Я схватил вилку, стиснул ее и понял, что главное произошло. Ответ на вопрос Язаковича, заданный им сестре, получен здесь, за столом д-ра Вежбицкого, словно сестра Язаковича воспользовалась, за отсутствием своих, губами д-ра Вежбицкого.
Язакович при этих словах вскочил, как сумасшедший, и под нашими испуганными взглядами вылетел из зала. Мгновение спустя мы услышали стук входных дверей. В первый момент я готов был поспешить за ним, чтобы задержать, потому что догадывался, что он задумал, но что-то мне помешало. Во всяком случае, не любезные хозяева, которые меня успокаивали, уверяя, что Язакович вернется, как только устанет. Меня остановила уверенность в том, что единственный способ спасти его – проникнуть в тайну этих людей и этого зала, где все происходило так непонятно, где прозвучало решающее слово и где разговор за обедом с первой минуты был таков, что я едва верил своим ушам. Поэтому я остался сидеть, скрывая дрожь и глядя на лежавшую на рояле скрипку Язаковича.
После вина цвета ржавчины в небольшом оплетенном серебром графине подали другое, пахнущее смолой. Об этом вине мне сказали, что пять лет назад им было окрашено то, первое.

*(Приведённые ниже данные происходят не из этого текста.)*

Issue #320, opened 2015-07-06
Implement Schedule A data on committee page


jmcarp:
Implementation of #316

* [x] Implement aggregates by contribution size
* [x] Implement aggregates by contributor
* [x] Make everything look nice

See also https://github.com/18F/openFEC/issues/1006 for API updates.

PR #324, opened 2015-07-09
Committee Schedule A Tab

jmcarp:
This implements the first part of #320, per-committee aggregates by contribution size.


jmcarp:
Note: Depends on https://github.com/18F/openFEC/pull/1043.

jmcarp:
This is incomplete (needs styling and table overlay), but I would be comfortable having it merged after code review @noahmanger @msecret.

static/js/modules/maps.js
```diff
@@ -0,0 +1,152 @@
...
+
+var compactRules = [
+  ['B', 9],
+  ['M', 6],
+  ['k', 3]
+];
+
+function chooseRule(value) {
+  var rule;
+  for (var i=0; i<compactRules.length; i++) {
```
msecret: can you add more space like `i < compactRules.length`

static/js/modules/maps.js
```diff
@@ -0,0 +1,152 @@
...
+  }
+  return null;
+}
+
+function compactNumber(value, rule) {
+  var divisor = Math.pow(10, rule[1]);
+  return d3.round(value / divisor, 1).toString() + rule[0];
+}
+
+var quantiles = 7;
```
msecret: Can this be moved to where the compactRules var is defined?

static/js/modules/tables.js
```diff
@@ -356,49 +422,134 @@ function initTable($table, $form, baseUrl, columns, callbacks, opts) {
...
+          if (year) {
+            query.year = year;
+          } else {
+            query.cycle = cycle;
           }
-        );
-        break;
-    }
+          initTable($table, $form, path, query, committeeContributorColumns, offsetCallbacks, {
+            dom: '<"results-info meta-box results-info--top"lfrip>t',
```
msecret: is there supposed to be a class= attribute here?

static/js/modules/maps.js
jmcarp: Even better, I'm replacing this with `_.first`. Who needs loops anyway.

static/js/modules/tables.js
jmcarp: No, because the DataTables API confusingly treats anything in quotes as a class in this context: https://datatables.net/reference/option/dom. Unless you prepend a hash, in which case it's an ID.

static/js/modules/maps.js
jmcarp: :+1:

jmcarp:
Updated based on inline comments from @msecret.

templates/partials/contributions-tab.html
```diff
@@ -0,0 +1,126 @@
...
+        </div>
+        <div class="table__cell">
+          <h5>Contribution Size</h5>
+        </div>
+      </div>
+      <div class="table js-chart-series chart-series--horizontal">
+        {% for value, limits, label in table_data %}
+          <div class="table__row table__row--nested js-accordion_item">
+            <div class="table__cell">
+              <a
```
noahmanger: This link should also include the date filter, right? So if you only see contributions pegged to this cycle.

noahmanger:
This is looking really good. I'm fine to merge as-is once Marco's comments are resolved. There's a few additional things we need though (which can come in a later PR): each of the aggregates (state, employer, occupation) should link to the transaction table for those, like the amount aggregates do.

templates/partials/contributions-tab.html
jmcarp: Good call, will add.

– Говорят, – обратился ко мне доктор Вежбицкий, – что вкуснее рыба, пойманная в реке, что течет с юга на север, а не наоборот. В рыбу, которую мы едим, была зашита откупоренная бутылка красного вина, и оно испарилось, пропитав рыбу, пока та готовилась на огне…

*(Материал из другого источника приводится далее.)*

PR #333, opened 2015-07-15
Fix filter panel on /donations

msecret:
The filter panel wasn't working on this view because the html code
had to be updated to work with the new CSS and JS.

### DIFF
--- a/templates/donations.html
+++ b/templates/donations.html
@@ -14,60 +14,62 @@
 </header>
 
 <section class="results-content">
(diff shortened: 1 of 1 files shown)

Вежбицкий говорил на этот раз по-польски, ничего необычного в его словах не было, но я заметил, что оба вновь смотрят на меня как-то странно, вертя в руках свои бокалы. И сквозь сон, вызванный, быть может, замедленным дыханием во время второй, мирной, части обеда, я вдруг осознал, что уже целый час понятия не имею, что я ем. Ни одно из блюд мне до того не приходилось пробовать ни разу. Сейчас это был лосось, вспоротый и очищенный со спины, вывернутый и испеченный «лицом к лицу» – мясом к пламени – на огне из розовых прутьев. Потом появилось мясо оленя, убитого в полнолуние и оставленного на ночь на морозе, холодное и черное, обвязанное кишками на мясистых частях и конским волосом – на кончиках костей, чтобы удобнее было подносить ко рту. К нему подали соус из вишен с двойным запахом. Мы чувствовали грусть, и наши серебряные вилки медленно вонзались в оленину, а ножи отыскивали в мясе зубья вилок и осторожно их ощупывали… Я сидел, ел и ждал. Все, что произошло потом, показалось мне страшно медленным и долгим, хотя на самом деле прошло всего несколько минут до того момента, как тайна открылась. Я чувствовал себя как человек, который сознает больше, чем видит, и видит больше, чем сознает.
На обеде смешивались растения, соки земли, плоды моря, минералы, серебро, огонь и мясо. Среди лучших блюд было тесто, вложенное в раковину и запеченное на огне из хрена вместо дров. Словно невидимый мастер, угощающий нас, заговорил в этой раковине, и я подумал, что он всю жизнь готовит один-единственный вечный обед и никогда не начнет другой, даже если когда-нибудь покончит с этим, ибо так не бывает и быть не может… И мне захотелось его увидеть.
– Кто четвертый в этой комнате? – спросил я хозяев.
Вежбицкий отпил глоток вина.
– Наконец-то! – воскликнул он с облегчением.